If possible turn the saw upside down on it's table....yeah, I know it's a PITA, but this is a one time only process and you may as well do it right.... Been there, done it myself. It's also much easier to see which way to enlarge the holes and which ones upside down. Use star washers under the bolts and you'll find a 3/8" ratchet with a 12" extension will make life a whole lot easier. 
Now, to align the blade to the slots turn the saw on it's back end, so you can see the bolt holes and still measure to the miter slots. I use a tri-square set to the closest dimension possible and check front and back on the same tooth rotating the blade. Once you get the same reading, again tighten the center bolts and replace the outer ones and tighten them also. RECHECK for parallism. 
 bill


----------



## UPNORTFAN (May 22, 2013)

Hello, have a Sears 113.298031 . Had to completely disassemble and rework and reassemble. Had same problem. Finally discovered that whenever adjusting the 3 bolts would always be a little off due to the motor hanging down a little when tightening. Zwolla since worked alone underneath the saw, I devised a way to hold the motor up tight and then tighten the bolts--worked VG and now blade is only thousands off after I released the hold up ropes after tightening the bolts. Key here was to relieve the offset weight of the motor when working on the 3 bolts. Hope works for you.


----------



## knotscott (Nov 8, 2007)

If all else fails while trying to align the blade to the miter slot, settle for aligning the fence to the blade. Be sure the miter gauge is square to the blade. 

Nice review


----------



## woodnthings (Jan 24, 2009)

*just remove the dang motor*



UPNORTFAN said:


> Hello, have a Sears 113.298031 . Had to completely disassemble and rework and reassemble. Had same problem. Finally discovered that whenever adjusting the 3 bolts would always be a little off due to the motor hanging down a little when tightening. Zwolla since worked alone underneath the saw, I devised a way to hold the motor up tight and then tighten the bolts--worked VG and now blade is only thousands off after I released the hold up ropes after tightening the bolts. Key here was to relieve the offset weight of the motor when working on the 3 bolts. Hope works for you.

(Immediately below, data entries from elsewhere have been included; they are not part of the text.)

PR #1491, opened 2021-05-27
Use v1 PodDisruptionBudget and CronJob resources

bison:

Both the PodDisruptionBudget and CronJob resources have been promoted
to v1 as of Kubernetes v1.21 release.  The previous v1beta1 versions
are now deprecated, and will be removed in v1.25 and above.  This
updates all references to the new v1 versions.

The logs for kube-state-metrics eventually have lots of warnings on latest Kubernetes:
```
W0409 02:15:37.386026       1 warnings.go:70] batch/v1beta1 CronJob is deprecated in v1.21+, unavailable in v1.25+; use batch/v1 CronJob
W0409 02:22:41.412498       1 warnings.go:70] policy/v1beta1 PodDisruptionBudget is deprecated in v1.21+, unavailable in v1.25+; use policy/v1 
```

Sorry, not actually sure what the policy is for updating these. Does this need to wait, or should logic be added to make it dependent on underlying Kubernetes version or something?

### DIFF
--- a/internal/store/builder.go
+++ b/internal/store/builder.go
@@ -29,12 +29,11 @@ import (
 	appsv1 "k8s.io/api/apps/v1"
 	autoscaling "k8s.io/api/autoscaling/v2beta2"
 	batchv1 "k8s.io/api/batch/v1"
-	batchv1beta1 "k8s.io/api/batch/v1beta1"
 	certv1 "k8s.io/api/certificates/v1"
 	coordinationv1 "k8s.io/api/coordination/v1"
 	v1 "k8s.io/api/core/v1"
 	networkingv1 "k8s.io/api/networking/v1"
-	policy "k8s.io/api/policy/v1beta1"
+	policyv1 "k8s.io/api/policy/v1"
 	storagev1 "k8s.io/api/storage/v1"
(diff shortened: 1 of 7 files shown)


mrueg:
Does this break compatibility with <k8s-1.21.0?
In general I would suggest to support the supported k8s versions (which are 1.19, 1.20 and 1.21)

bison:
> Does this break compatibility with <k8s-1.21.0?
> In general I would suggest to support the supported k8s versions (which are 1.19, 1.20 and 1.21)

Yeah, it does for these resources. Is it worth it to add logic that requests the non-deprecated API version based on Kubernetes version? Or should this just be closed and revisited later?

lilic (commented):
I would say we add support for both, we had folks complain in the past when we removed support for beta versions.

Sebor:
Hello! Any news?

mrueg:
@bison do you have still plans to update this PR?

bison:
@mrueg: Sorry, I forgot about this. I'm happy to update it, but these versions are only available as of v1.21 and later. Is that acceptable for the master branch at this point?

fpetkovski:
@bison Now that we've updated our deps to 1.23, would you mind rebasing this PR so that we can merge it and resolve the deprecation warnings?

bison:
@fpetkovski, done.

PR #1468, opened 2021-04-29
Add kube_*_annotations metrics

sylr:
**What this PR does / why we need it**:

Adds kube_*_annotations for every existing  kube_*_labels counter parts.

**Which issue(s) this PR fixes** *(optional, in `fixes #<issue number>(, fixes #<issue_number>, ...)` format, will close the issue(s) when PR gets merged)*:
Fixes #

PR #1495, opened 2021-06-04
Add annotation metrics

### LINKED ISSUE #941: annotation metrics, what is the future direction?

sepich:
This is continuation of https://github.com/kubernetes/kube-state-metrics/pull/1041:
Provides a metric which exposes annotations for that particular API kind. By default it is disabled, but user could specify annotation keys to expose per-each API kind.
- Taken into account https://github.com/kubernetes/kube-state-metrics/issues/941#issuecomment-729560572
- If no `--metric-labels-allowlist/--metric-annotations-allowlist` provided for family - then label/annotation metrics would not be even exposed. Because it seems there is no sense in such metric alone:
```
kube_namespace_labels{namespace="name"} 1
```
Sorry for large PR size, but this feature affects almost all families.

Fixes #941


lilic:
Hey, did you see there is https://github.com/kubernetes/kube-state-metrics/pull/1468. Can you explain the diff between this one and that one, thanks!

sepich:
Sorry, i haven't seen #1468 as it not linked to the issue.
I've checked the implementation and the difference is:
- consider starting ksm with:
`--metric-labels-allowlist=pods=[team] --metric-annotations-allowlist=namespaces=[channel]`
In 1468 for each API type (family) metrics like this would be created 
```
kube_<kind>_labels{namespace="ns",<kind>="name"} 1
kube_<kind>_annotations{namespace="ns",<kind>="name"} 1
```
But only `kube_pod_labels` and `kube_namespace_annotations` would have useful additional metric labels. 
In my case only these metrics would be exposed:
```
kube_pod_labels{namespace="...",pod="...",label_team="..."} 1
kube_namespace_annotations{namespace="ns",annotation_channel="..."} 1
```
(So, no `kube_deployment_labels` for example)
Which is more in line with `--metric-allowlist` usage.
(In case starting ksm without `--metric-labels-allowlist/--metric-annotations-allowlist` cli arguments set, this PR would reduce unneeded cardinality. Idea is from https://github.com/kubernetes/kube-state-metrics/issues/941#issuecomment-729560572
> By default this would be all disabled and users could just enable annotations they are interested in.

- this PR has test cases for both Labels and Annotations, that's why its size is bigger

dgrisonnet:
Since @sylr started looking into this feature first, https://github.com/kubernetes/kube-state-metrics/pull/1468 supersedes this PR. 

That said, both of you could collaborate to make this feature better. Since you have invested some time to look into this feature @sepich, your opinion can be very valuable to improve #1468.

PR #1499, opened 2021-06-07
Replace multiListerWatcher with independent listWatchers per namespace

### LINKED ISSUE #1413: ksm doesn't report any metrics at all if it lacks rights for just 1 subject namespace
**What happened**: ksm doesn't report any metrics at all if just 1 namespace from the list of specified ones is not available.

**What you expected to happen**: ksm should return metrics for the k8s objects from other namespaces (where it has access to).

**How to reproduce it (as minimally and precisely as possible)**: have arg '--namespaces=project1,project2' but give access only to ksm's ServiceAccount 'view' rights only in project1.
ksm will produce **NO** metrics, because its ServiceAccount lacks 'view' rights in project2, although it could return metrics from project1.

**Anything else we need to know?**: no

**Environment**:
- kube-state-metrics version: 1.9.0
- Kubernetes version (use `kubectl version`): 1.18.3+002a51f
- Cloud provider or hardware configuration: OpenShift (on premises)
- Other info: none.

fpetkovski:
The `multiListerWatcher` is a composite object encapsulating multiple
`ListerWatchers` and implements the `ListerWatcher` interface.
With the current implementation, when an individual lister fails, the
entire List operation fails. This causes no metrics to be shown when KSM
has no permissions to a single namespace.

In addition to this, the `multiListerWatcher` takes advantage of internal
implementation details if the client-go library by modifiying and
relying on the `ResourceVersion` metadata field. This introduces a bug
where reconnecting to the API server will break the `multiListerWatcher`
completely.

This commit replaces the `multiListerWatcher` with individual
`ListerWatchers` per each configured namespace, resolving both issues. 
It introduces a `MetricsWriter` interface to writes out metrics from stores, 
and implements it in the `MetricsStore` struct. It also introduces a `MultiNamespaceMetricsWriter` 
struct implementing `MetricsWriter` to allow writing out metrics from multiple 
related stores (stores holding data for objects of the same kind but different namespace).

When KSM has no permissions for resources in at least one namespace, it will not export any metrics on the `/metrics` endpoint.

Fixes #1413 

```release-note
Fixes a bug where KSM did not export any metrics when it had no permissions for resources in at least one namespace
```


pkg/listwatch/listwatch.go
```diff
@@ -135,24 +137,27 @@ type multiListerWatcher []cache.ListerWatcher
...
 		if err != nil {
-			return nil, err
+			klog.Errorf("Failed to list accessor: %v", err)
+			continue
 		}
 		for _, item := range items {
 			l.Items = append(l.Items, runtime.RawExtension{Object: item.DeepCopyObject()})
 		}
-		resourceVersions = append(resourceVersions, metaObj.GetResourceVersion())
+		resourceVersions[i] = metaObj.GetResourceVersion()
```
fpetkovski, line 160: Since we continue in case of errors, we need to switch from appending to to using an indexed based accessor. Otherwise, the resource versions will get out of sync with the listers used to get the resource.

dgrisonnet: I wonder if this change has any impact on the watchers. Originally, the resource versions provided to the watch functions were always valid, but now when the `List` operation fails an empty resource version is provided to the `Watch` function.

As far as I can tell, the bug originally reported will still exist with the watchers since whenever a watch operation fails, the whole multi lister watcher fails [1]. Now that the watch functions are passed incorrect resource versions (`""` in case the `List` failed), failures in the `Watch` operation should occur more often than what it used to, so we will end up with the same issue but somewhere else. 

[1] https://github.com/kubernetes/kube-state-metrics/blob/master/pkg/listwatch/listwatch.go#L210-L214

fpetkovski: This is a good catch! Do you see any problems with modifying the multiWatch to not fail when an individual watcher fails?

dgrisonnet: I don't see any problem with that. However, I am wondering if the failed Listers should really be propagated to the watchers. Theoretically, if the `list` operation failed, I wouldn't expect us to try to setup a watcher for the failed listwatcher, but with the way, the code is currently, that's what we would be doing.

fpetkovski: I am not sure how we would do that. The `List` and `Watch` functions operate on a `multiListerWatcher` which is an alias for `[]cache.ListerWatcher`. There are different reasons why a `List` operation can fail other than permissions issues, for example there could be a temporary 5xx error from the kube-apiserver. If the `List` function modifies the slice it operates on, a relist operation will never take into account the failed list watchers.

fpetkovski: Another thing I noticed was that the ResourceVersion which the `List` function modifies actually persists between relists. When watching two namespaces, this leads to errors in the form of: 

```
Failed to watch *v1.Pod: failed to list *v1.Pod: resourceVersion: Invalid value: "1829687/1829687": strconv.ParseUint: parsing "1829687/1829687": invalid syntax
```
This is because the resource version for the list option is set [here](https://github.com/kubernetes/kube-state-metrics/blob/master/pkg/listwatch/listwatch.go#L159) and is never reset.

I believe this might be causing https://github.com/kubernetes/kube-state-metrics/issues/694.

internal/store/builder.go
```diff
@@ -218,150 +223,169 @@ func availableResources() []string {
...
-		familyHeaders,
-		composedMetricGenFuncs,
-	)
-	b.reflectorPerNamespace(expectedType, store, listWatchFunc)
+	if isAllNamespaces(b.namespaces) {
+		store := metricsstore.NewMetricsStore(
+			familyHeaders,
+			composedMetricGenFuncs,
+		)
+		listWatcher := listWatchFunc(b.kubeClient, "")
```
dgrisonnet, line 356: I would prefer `v1.NamespaceAll` over `""`.

internal/store/builder.go
```diff
@@ -218,150 +223,169 @@ func availableResources() []string {
...
+func (b *Builder) buildVPAStore() []*metricsstore.MetricsStore {
 	return b.buildStoreFunc(vpaMetricFamilies(b.allowLabelsList["verticalpodautoscalers"]), &vpaautoscaling.VerticalPodAutoscaler{}, createVPAListWatchFunc(b.vpaClient))
 }
 
-func (b *Builder) buildLeases() cache.Store {
+func (b *Builder) buildLeases() []*metricsstore.MetricsStore {
 	return b.buildStoreFunc(leaseMetricFamilies, &coordinationv1.Lease{}, createLeaseListWatch)
 }
 
 func (b *Builder) buildStore(
```
dgrisonnet, line 342: We might want to rename this function to buildStores

dgrisonnet (commented):
In the description of your PR, would you mind detailing the changes made to the store?

pkg/listwatch/listwatch.go
fpetkovski: Will resolve this since the file was removed.

pkg/listwatch/namespace_denylist.go
```diff
@@ -17,162 +17,10 @@ limitations under the License.
...
-				next.Stop()
-				return
-			}
-		}
-	}()
-
-	return proxy
-}
-
 // getNamespace returns the namespace of the given object.
```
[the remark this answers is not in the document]
fpetkovski: `getNamespace` seems to be unused. Remove the entire file.

internal/store/builder.go
fpetkovski: I renamed it to `buildStores` in a different commit since the change is a bit bigger.

pkg/metrics_store/metrics_writer_test.go
```diff
@@ -0,0 +1,224 @@
...
+
+	v1 "k8s.io/api/core/v1"
+	"k8s.io/apimachinery/pkg/api/meta"
+	metav1 "k8s.io/apimachinery/pkg/apis/meta/v1"
+
+	"k8s.io/kube-state-metrics/v2/pkg/metric"
+	metricsstore "k8s.io/kube-state-metrics/v2/pkg/metrics_store"
+)
+
+func TestMultiNamespaceMetricsWriter_SingleStores_WriteAll(t *testing.T) {
```
dgrisonnet, line 31: Using underscores in function names is against the Golang best practices. Also, since it is a test for the metrics_writer package, it is redundant to mention it in the test name. Usually, you want to name your unit tests `Test<FunctionName>`, so in your case, you could have one main test function called `TestWriteAll` which would execute two sub-tests, one testing single store and another for multiple stores.

fpetkovski: Good point. I think tests can have different naming conventions depending on the project, but looking at the ones we have, they are all named in PascalCase. 

I renamed the tests in this commit them to match the project's convention, but I wouldn't try to merge them into a single test since the assertions are a bit different and it might just complicate the test. This is also in line with existing tests [1][2].

[1] https://github.com/kubernetes/kube-state-metrics/blob/master/internal/store/endpoint_test.go#L29
[2] https://github.com/kubernetes/kube-state-metrics/blob/master/internal/store/endpoint_test.go#L104

dgrisonnet (approved):
lgtm

/cc @kubernetes/kube-state-metrics-maintainers

pkg/builder/types/interfaces.go
```diff
@@ -38,17 +40,17 @@ type BuilderInterface interface {
...
-	DefaultGenerateStoreFunc() BuildStoreFunc
-	Build() []cache.Store
+	WithGenerateStoresFunc(f BuildStoresFunc)
+	DefaultGenerateStoresFunc() BuildStoresFunc
+	Build() []metricsstore.MetricsWriter
 }
 
-// BuildStoreFunc function signature that is use to returns a cache.Store
-type BuildStoreFunc func(metricFamilies []generator.FamilyGenerator,
+// BuildStoresFunc function signature that is use to returns a list of metricsstore.MetricsStore
```
mrueg, line 49:
```suggestion
// BuildStoresFunc function signature that is used to return a list of metricsstore.MetricsStore
```

mrueg (approved):

mrueg:
/assign @tariq1890 

we might want to backport this to release-2.1 as well.

brancz:
Nice work!

/lgtm
/approve

brancz:
I have a suspicion that this might also help with https://github.com/kubernetes/kube-state-metrics/issues/694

it serves no purpose when aligning the blade anyhow ...... unless you want to have it running while performing this operation .....:thumbdown::no:


----------



## UPNORTFAN (May 22, 2013)

Agree. Was an afterthought. Need to get brain in motion before speaking--that is why am a Newbe!! In the alignment of the blade checking it was suggested to use the fence. I did not and guessing most only have an original fence not an after market one, I worked off the machined slot on the top. Seemed to work well and felt was more accurate than the fence. As I still have the original fence, when I use it (mostly for rough not cabinet type work) I set my distance by using a sliding home made gauge and line up the fence off the blade front and near then tighten the fence for as close a straight cut.


----------